Improving the Biological Activity of Pyrrole-Imidazole Polyamides

• Main Author: Montgomery, David Church
• Format: Others
• Published: 2013
• Online Access: https://thesis.library.caltech.edu/7618/37/FULL%20THESIS-DCM.pdf; https://thesis.library.caltech.edu/7618/1/Cover-TOC.pdf; https://thesis.library.caltech.edu/7618/4/Chapter%201%20-%20Introduction.pdf; https://thesis.library.caltech.edu/7618/13/Chapter%202.pdf; https://thesis.library.caltech.edu/7618/19/Chapter%203.pdf; https://thesis.library.caltech.edu/7618/25/Chapter%204.pdf; https://thesis.library.caltech.edu/7618/31/Chapter%205.pdf; Montgomery, David Church (2013) Improving the Biological Activity of Pyrrole-Imidazole Polyamides.
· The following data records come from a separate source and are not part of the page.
PR #3961, opened 2024-04-09
Globe - line layer

kubapelc:
# Line layer adaptation for globe

Issue & discussion of globe:

https://github.com/maplibre/maplibre/issues/190
https://github.com/maplibre/maplibre/discussions/161

Additions and changes since [the previous PR](https://github.com/maplibre/maplibre-gl-js/pull/3882):

- Adapted line layer type for globe
- Added render tests for line layer on globe

[Main vector globe branch with all changes](https://github.com/windycom/maplibre-gl-js/tree/kubapelc/globe-vector)

A vector globe demo image

## Checklist

 - [x] Confirm **your changes do not include backports from Mapbox projects** (unless with compliant license) - if you are not sure about this, please ask!
 - [x] Briefly describe the changes in this PR.
 - [x] Link to related issues.
 - [x] Include before/after visuals or gifs if this PR includes visual changes.
 - [x] Write tests for all new functionality.
 - [ ] Document any changes to public APIs.
 - [ ] Post benchmark scores.
 - [ ] Add an entry to `CHANGELOG.md` under the `## main` section.

Issue #3187, opened 2023-10-07
fill-extrusion has glitching and missing faces


sebastianoscarlopez:
The fill-extrusion layer misses some faces, also if we set the opacity to < 1 it'll display glitches (maybe z-fighting)

https://github.com/maplibre/maplibre-gl-js/assets/10349981/61625301-b62a-4318-86fe-c3ad0db46e1e

> note: there are other scenarios where the z-fighting is plausible for example when two extrusions have one or more faces in the same position. This issue is with only one geometry.

**maplibre-gl-js version**: 3.3.1

**browser**: Chrome on Mac misses the faces and displays glitches.
Edge on Mac, Chrome on Windows, and Linux miss the faces but not glitches.

### Steps to Trigger Behavior

 1. Extrude a polygon
 2. Move the camera
 3. If we use Chrome on Mac and put opacity < 1 we also see the glitching 

### Link to Demonstration
Here's a reproducible example showing how a rotating extruded square with < 4 walls loses a face and something that looks like a z-fighting

https://jsbin.com/xohogomawi/1/edit?html,output

### Expected Behavior
The square extrusion must have 4 solid walls with no glitches.

### Actual Behavior
The square extrusion has < 4 walls.

tpneumat:
Can confirm same issue, especially noticeable in iOS retina display.  setting opacity to 1 until this can be fixed.

kubapelc:
I believe I've fixed the missing face issue in https://github.com/maplibre/maplibre-gl-js/pull/3968 . Note that your polygon does not have the first and last points repeated, which seems to be invalid according to geojson spec.

However most of MapLibre parses polygons without repeated first/last points just fine, and I think that is reasonable behaviour it makes sense for fill-extrusion to be no different.

Replace the link to maplibre-gl.js with `https://kvaleya.gitlab.io/maplibre/aligndemo4/maplibre-gl-dev.js` in the jsbin for a demonstration.

No idea about the Z-buffer issues though.

ibesora:
With globe, z-fighting is even more visible

The video below is the `3d-extrusion-foorplan` but using the `globe` projection
https://github.com/user-attachments/assets/4b910a56-d81a-49a7-99a7-5b4ddc40ebb4

Issue #2560, opened 2023-05-20
`fill-extrusion` elements distorted by terrain exaggeration


zstadler:
**maplibre-gl-js version**:
2.4.0

**browser**:
Firefox, Chrome

### Link to Demonstration
https://codepen.io/zstadler/pen/bGmQJxJ?editors=0010

### Expected Behavior
![image](https://github.com/maplibre/maplibre-gl-js/assets/1304610/5959442a-b284-42e8-a088-63235729c8ed)

### Actual Behavior
![image](https://github.com/maplibre/maplibre-gl-js/assets/1304610/69e6354b-dbb5-4274-8b1f-bbc3c2674a36)
Increasing the exaggeration increases the size of the "teeth"

prozessor13:
I think this problem is because of the geojson source. I think the geojson-vt library may splits the square into multiple geometries, and then, when rendering, for each sub-geometry a different centroid is calculated. And because of terrain each part is raised differentely. So, my first thing to do would be to debug the geojson-vt tile-geometries.

zstadler:
Isn't it the same with the geometries stored mbtiles? I though all geometries are split between tiles.

Also, [rotating the map and increasing the pitch](https://codepen.io/zstadler/pen/OJBdRbz?editors=0010) shows this:
![image](https://github.com/maplibre/maplibre-gl-js/assets/1304610/d6a967f7-5e83-4d5c-b5e8-07e68da0c6af)

It looks like the original rectangle was was not split and it was properly extruded into a cube. However, there is an additional flat triangle above it.

When [a different bearing is used with the same pitch](https://codepen.io/zstadler/pen/QWZYKrz?editors=0010), there seem to be two such triangles:
![image](https://github.com/maplibre/maplibre-gl-js/assets/1304610/e55f69f5-631f-4ac4-8b36-3d0970fb96d2)

Here is a closer look at the top-right corner:
<image width="10%" src="https://github.com/maplibre/maplibre-gl-js/assets/1304610/780c2c2f-3336-4424-b42c-0558f6f7b6a5"/>

If you play a bit with zoom, pitch and bearing various other artifacts are seen, such as
![image](https://github.com/maplibre/maplibre-gl-js/assets/1304610/6f751d11-7f5a-417f-bd01-470e6f55f980)

prozessor13:
[...]

PR #3968, opened 2024-04-10
Globe - fill extrusion layer

kubapelc:
# Fill extrusion layer adaptation for globe

Issue & discussion of globe:

Additions and changes since [the previous PR](https://github.com/maplibre/maplibre-gl-js/pull/3961):

- Adapted fill extrusion layer type for globe
- Added an example with fill extrusion on globe
- Fixed some issues with fill-extrusion (see below)

A demo image of fill-extrusion on globe

This PR also fixes the missing face issue (but NOT the zbuffer issue) from https://github.com/maplibre/maplibre-gl-js/issues/3187 . This was caused by the code that was generating the side faces - it was expecting the first and last point in a vertex ring to be duplicate, but the source geojson here didn't do that.

However fill-extrusion has several other issues, mostly related to terrain. The problem is that fill-extrusion is placed at the height of the terrain under its centroid, and centroid computation is inconsistent.

I've fixed some of those inconsistencies related to discarding edges/polygons outside tile bounds, which fixes *some* bugs - hence the terrain render test update - you can actually see the roof of the blue rectangle levitating above its walls in the old expected image! But other terrain + fill-extrusion issues stem from the fact that buildings might get split (during tile generation, not runtime) along tile borders into two polygons with different centroids, so two halves of a building might sample different positions in the terrain textures and get different heights. I cannot think of a simple solution to this, and it is outside the scope of a globe implementation.

Related issues:

- https://github.com/maplibre/maplibre-gl-js/issues/3313
- https://github.com/maplibre/maplibre-gl-js/issues/2560 (I believe this one is fixed by this PR)


src/render/draw_fill_extrusion.ts
```diff
@@ -61,6 +62,9 @@ function drawExtrusionTiles(
     const crossfade = layer.getCrossfadeParameters();
     const opacity = layer.paint.get('fill-extrusion-opacity');
     const constantPattern = patternProperty.constantOr(null);
+    const projection = painter.style.map.projection;
+    const globeCameraPosition: [number, number, number] = (projection instanceof GlobeProjection) ? projection.globeCameraPosition : [0, 0, 0];
```
HarelM, line 66: Can this be a method in the interface instead of using `instanceof`?

kubapelc: I've moved it to the interface, but I really don't think any other projection might use these - this is very 3D/globe specific.

src/geo/projection/mercator.ts
```diff
@@ -29,6 +30,10 @@ export class MercatorProjection implements Projection {
         return false;
     }
 
+    get cameraPosition(): vec3 {
+        return [this._cameraPosition[0], this._cameraPosition[1], this._cameraPosition[2]];
```
HarelM, line 34: I think you can use `[...this._cameraPosition]`, can't you?

src/geo/projection/mercator.ts
```diff
@@ -147,6 +158,10 @@ export class MercatorProjection implements Projection {
         this._cachedMesh = new Mesh(tileExtentBuffer, quadTriangleIndexBuffer, tileExtentSegments);
         return this._cachedMesh;
     }
+
+    transformLightDirection(_: Transform, dir: vec3): vec3 {
+        return [dir[0], dir[1], dir[2]];
```
HarelM, line 163: Is there a good reason we clone the array?

src/render/draw_fill_extrusion.ts
HarelM: True, but that's how inheritance works.

src/geo/projection/mercator.ts
kubapelc: The function doc comment promises to return a new array. Also I can use `...dir` here.

Also vectors should IMO be treated as a value type, type/javascript doesn't give us tools to do that (afaik), so the next best thing is to never mutate a vector that is an argument of a function. Code that uses this function might very well depent on the original vector not being mutated.

src/geo/projection/mercator.ts
kubapelc: I can't just use `[...this._cameraPosition]` because a `vec3` must be an array of exactly 3 numbers, but I can use `[...this._cameraPosition] as vec3`, I think that is better than the original state, because it is less error-prone.

kubapelc: I see there is `vec3.clone()` which is even better.

HarelM (approved):

PR #3969, opened 2024-04-10
Upgrage to covecov 4 and add token

HarelM:
See title


HarelM:
Coverage now shows comments and non code parts as covered which is what causing the difference in resutls.

sbachinin (approved):

PR #3979, opened 2024-04-11
Kubapelc/globe pr hillshade

kubapelc:
# Hillshade and background layers adaptation for globe

Both layers are fairly simple, so I merged them into a single PR.

Issue & discussion of globe:

Additions and changes since [the previous PR](https://github.com/maplibre/maplibre-gl-js/pull/3968):

- Adapted background layer type for globe
- Adapted hillshade layer type for globe
- Fixed seams / tiny holes seen usually in oceans when looking south under high pitch (with globe enabled)

A demo of hillshade on a globe

The seams that got fixed:

Screenshot of the seams/holes bug that got fixed

## Launch Checklist

 - [x] Link to related issues.
 - [ ] Post benchmark scores.


kubapelc:
Huh, the failing render test is a difference of only a few pixels at the very edges of the globe, otherwise it looks okay. Should I add the failing image to the test as another expected image or increase the allowed difference threshold?

HarelM:
If you can replace the existing image it would be the best approach, otherwise, add another image. I don't want to change the threshold. Thanks!

kubapelc:
I've added the images from the CI pipeline - they are also correct.

src/render/draw_hillshade.ts
```diff
@@ -18,49 +18,72 @@ export function drawHillshade(painter: Painter, sourceCache: SourceCache, layer:
...
-
-    for (const coord of coords) {
-        const tile = sourceCache.getTile(coord);
-        if (typeof tile.needsHillshadePrepare !== 'undefined' && tile.needsHillshadePrepare && painter.renderPass === 'offscreen') {
-            prepareHillshade(painter, tile, layer, depthMode, StencilMode.disabled, colorMode);
-        } else if (painter.renderPass === 'translucent') {
-            renderHillshade(painter, coord, tile, layer, depthMode, stencilModes[coord.overscaledZ], colorMode);
+    if (painter.renderPass === 'offscreen') {
+        // Prepare tiles
+        for (const coord of tileIDs) {
```
HarelM, line 29: Since you moved the coords "for" into renderHillshade I would advise to move this as well into the method, this way the methods are a bit more similar.

HarelM:
I think it would be great to add a test for the holes you fixed as part of this PR.
I'm not sure we have global data for hillshade, but I would be interested to see how the hillshare behaves on the globe.
Note that in terrain we had issue with hillshare due to render to texture when rotating the map.
If my understanding is correct, there's no render to texture as part of the globe, so I hope this issue doesn't exist here as well, but, it's worth making sure.

HarelM:
Otherwise, looks great, thanks!

kubapelc:
There is currently no global DEM tile available for tests, I would also prefer to use it though. I don't know where to acquire tiles that can be copied into MapLibre repo. I also need a vector tile of the ocean (just a simple polygon) for the seams fix render test, but that shouldn't be too hard to create.

src/render/draw_hillshade.ts
kubapelc: Done!

kubapelc:
I've managed to create a render test for the single-pixel seams fix.

HarelM (approved):

HarelM:
Just to be on the safe side, I would consider making sure the render test of the seams doesn't pass when the fix is not in place (you remove the code that fixes the seams and run the test to see that it fails).
In any case, I'll merge this and you can test the above locally.

kubapelc:
I checked, it makes really noticeable lines when running the old version.

wipfli:
> I also need a vector tile of the ocean (just a simple polygon) for the seams fix render test, but that shouldn't be too hard to create.

I would make a geojson, and convert it to an mbtiles with tippecanoe in this case. From there you can extract the tiles.

kubapelc:
I've already made the tiles using vtzero, but it's good to know that there are tools to convert geojson to tiles, thanks for the tip!

Issue #3623, opened 2024-01-25
Unit test "Map#isSourceLoaded (equivalent to event.isSourceLoaded)" may have stability issue


zhangyiatmicrosoft:
### Steps to Trigger Behavior

 1. npm run test-unit

### Expected Behavior
100% stable and all pass

### Actual Behavior
Roughly 10% chance it would fail on one test "Map#isSourceLoaded (equivalent to event.isSourceLoaded)"

I narrowed it down by commenting out all others in that file and leave only 2:
https://github.com/maplibre/maplibre-gl-js/blob/4ed9cf07b8ee6cb2ad5ed2258287d988252bfa8d/src/ui/map.test.ts#L557C1-L593C12
and running just these two, almost 50% time it would fail.

Interesting enough, running them one by one will always success. I am not sure if the problem is from test cases or production code itself.

This test was added by:
https://github.com/maplibre/maplibre-gl-js/commit/ded439d314293afb20751ba9652483821228c0dd#diff-1369f2165e0778abbb2cdd9a17b1527434e25ed2cd4f9dd49dfe31396d51c426

@ambientlight would you mind to take a look? Anyone else is available to help? Greatly appreciated !!
Meanwhile I will try to find some time to keep digging.

HarelM:
I've seen it too, seems like some sort of race condition with dirty state, but it was too complicated to understand and needed more time.
Feel free to pursue this, I generally think there's an actual bug here...

PR #3992, opened 2024-04-13
Fix race condition in SourceCache

zhangyiatmicrosoft:
## Launch Checklist

Fix for https://github.com/maplibre/maplibre-gl-js/issues/3623

SourceCache.update can be called from several places, the two entry points related to this bug is 
1) Style._updateSources
2) 'data' event handler in SourceCache ctor

- Happy path for 90% of UT runs, and most if not all real map scenarios:
(2) is called first, since <code>this.transform</code> is undefined, SourceCache.update is *not* called, which is correct.
when (1) is called, <code>this._didEmitContent</code> is already set to true, noPendingDataEmissions is true from this line:
https://github.com/maplibre/maplibre-gl-js/blob/da9ac17b09e0e793a4bcf7dc0f0672d30d8f9a83/src/source/source_cache.ts#L553
and idle event is fired.

- Error condition:
(1) is called first, when <code>this._sourceLoaded</code> is falsy, it is rejected by this line but <code>this.transform</code> is still set (bug)!
https://github.com/maplibre/maplibre-gl-js/blob/da9ac17b09e0e793a4bcf7dc0f0672d30d8f9a83/src/source/source_cache.ts#L503C9-L503C61
When (2) enters, because of the bug above, SourceCache.update is entered, <code>this._didEmitContent</code> is false,  idle event cannot be fired but <code>this.updated</code> is still set to true (derived bug)!
All future calls of (1) can never fire idle event because of the derived bug.

- Fix: when <code>update</code> method return because <code>this._sourceLoaded</code> is falsy, do not set <code>this.transform</code> and <code>this.terrain</code>. 
- Enhancements:
-- style.ts was firing a redundant visibility event when no layer is added because of incorrect comparison. Also added comments for readability. This change is well covered by test cases in src/ui/control/attribution_control.test.ts. No new ones are needed.
-- SourceCache: moved data handler to be its own function instead of nesting in ctor. Improve readability.

 - [x] Link to related issues.


src/ui/control/attribution_control.test.ts
```diff
@@ -2,6 +2,8 @@ import {AttributionControl, defaultAtributionControlOptions} from './attribution
 import {createMap as globalCreateMap, beforeMapTest, sleep} from '../../util/test/util';
 import simulate from '../../../test/unit/lib/simulate_interaction';
 import {fakeServer} from 'nise';
+import {Map} from '../../ui/map';
+import {MapDataEvent, MapSourceDataEvent} from '../events';
```
HarelM, line 6:
```suggestion
import {MapSourceDataEvent} from '../events';
```

src/ui/map_loaded.test.ts
```diff
@@ -0,0 +1,81 @@
+import {createMap, beforeMapTest, createStyle, createStyleSource} from '../util/test/util';
```
HarelM, line 1: I'm not sure these two tests are worth the extra file.
I understand why this can be helpful to reproducing the bug, but the same can be achieved with jest's `-t` flag and generally, we try and keep the test file name equal the source code file name.

src/source/source_cache.ts
```diff
@@ -498,9 +490,11 @@ export class SourceCache extends Evented {
      * are inside the viewport.
      */
     update(transform: Transform, terrain?: Terrain) {
+        if (!this._sourceLoaded || this._paused) {
```
HarelM, line 493: This is basically the fix, right?
Other changes seems like a movement of code from one place to the other...?

HarelM:
I've looked at the version 1.x code base and I see this assignment of transform in the update method before the check for loaded etc.
I don't know the history of that, but it seems that it was intentional, I just don't know how to understand why was this intentional...
Any thoughts are welcome here.

Generally speaking, it sounds like it will solve the test issue, I just don't know if it will create other bugs...

src/source/source_cache.ts
zhangyiatmicrosoft: Yes. this is the fix.
Another thing worth doing is the changes in Style.ts where a redundant and useless "visibility" event is now eliminated.
Othters are simple redibilty changes.

zhangyiatmicrosoft:
> I've looked at the version 1.x code base and I see this assignment of transform in the update method before the check for loaded etc. I don't know the history of that, but it seems that it was intentional, I just don't know how to understand why was this intentional... Any thoughts are welcome here.
> 
> Generally speaking, it sounds like it will solve the test issue, I just don't know if it will create other bugs...

I puzzled about that too. At the end the most plausible explanation is that this part of the code was never a problem until https://github.com/maplibre/maplibre-gl-js/pull/2543, which introduced additional logic surrounding <code>this._didEmitContent = true;"</code>. 
I do think this is not just a testing problem though. It is very likely an edge case in real usage as well --- just very difficult to isolate and people usually refresh and it went away.

src/ui/map_loaded.test.ts
zhangyiatmicrosoft: Map.test.ts is way too big already with ~200 test cases. Yes -t flag works but that is just another thing people have to type and just annoying. :)

By any means it should be split up -- I was going to do it in this PR but figured that should not do two different things in same PR, so took a baby step instead.

HarelM:
@ambientlight let me know if there's a chance you can review this as well as you did the original change in #2543.

I'm too under the impression there's a real bug here, not just a test issue.

src/ui/map_loaded.test.ts
HarelM: Let's have this in a different PR then, and keep this PR a bit cleaner.

zhangyiatmicrosoft:
> @ambientlight let me know if there's a chance you can review this as well as you did the original change in #2543.
> 
> I'm too under the impression there's a real bug here, not just a test issue.

Additional info --- Code path 1 (Style._updateSources) is driven from requestAnimation frame, so it is related to machine speed or CPU load at the time. 
These UTs fail 100% on my newest dev machine with 24 core CPU and never happen on an older machine with only 8 cores, which explains why they always pass in CI, which are all slower VMs.

src/ui/map_loaded.test.ts
zhangyiatmicrosoft: done

HarelM (approved):

HarelM:
Seems like a new test has started to fall now (at least it did now on main branch):
https://github.com/maplibre/maplibre-gl-js/actions/runs/8695135980/job/23845526815
So we might not be out of the woods yet...

Issue #3373, opened 2023-11-16
Paint property changed via setPaintProperty is well reflected right after via getPaintProperty but not via getStyle().layers.


DanielForniessoria-TomTom:
**maplibre-gl-js version**: 3.6.1

**browser**: Chrome 119.0.6045.123 MacOS

### Steps to Trigger Behavior

 1. Draw a line with a blue color using a GeoJSON source.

Dissertation (Ph.D.), California Institute of Technology. doi:10.7907/28SH-6Z27. https://resolver.caltech.edu/CaltechTHESIS:04182013-113509606 <https://resolver.caltech.edu/CaltechTHESIS:04182013-113509606>

DNA is nature’s blueprint, holding within it the genetic code that defines the structure and function of an organism. A complex network of DNA-binding proteins called transcription factors can largely control the flow of information from DNA, so modulating the function of transcription factors is a promising approach for treating many diseases. Pyrrole-imidazole (Py-Im) polyamides are a class of DNA-binding oligomers, which can be synthetically programmed to bind a target sequence of DNA. Due to their unique shape complementarity and a series of favorable hydrogen bonding interactions that occur upon DNA-binding, Py-Im polyamides can bind to the minor groove of DNA with affinities comparable to transcription factors. Previous studies have demonstrated that these cell-permeable small molecules can enter cell nuclei and disrupt the transcription factor-DNA interface, thereby repressing transcription. As the use of Py-Im polyamides has significant potential as a type of modular therapeutic platform, the need for polyamides with extremely favorable biological properties and high potency will be essential. Described herein, a variety of studies have been performed aimed at improving the biological activity of Py-Im polyamides. To improve the biological potency and cellular uptake of these compounds, we have developed a next-generation class of polyamides bearing aryl-turn moieties, a simple structural modification that allows significant improvements in cellular uptake. This strategy was also applied to a panel of high-affinity cyclic Py-Im polyamides, again demonstrating the remarkable effect minor structural changes can have on biological activity. The solubility properties of Py-Im polyamides and use of formulating reagents with their treatment have also been examined. Finally, we describe the study of Py-Im polyamides as a potential artificial transcription factor.